[Exercise]
Would you write out all of the entries below, exactly as they stand?

------------------------

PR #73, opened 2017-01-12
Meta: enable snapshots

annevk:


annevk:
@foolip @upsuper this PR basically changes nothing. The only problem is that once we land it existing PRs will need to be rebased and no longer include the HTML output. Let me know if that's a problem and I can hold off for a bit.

------------------------

[Task result]
PR #73, opened 2017-01-12
Meta: enable snapshots

annevk:


annevk:
@foolip @upsuper this PR basically changes nothing. The only problem is that once we land it existing PRs will need to be rebased and no longer include the HTML output. Let me know if that's a problem and I can hold off for a bit.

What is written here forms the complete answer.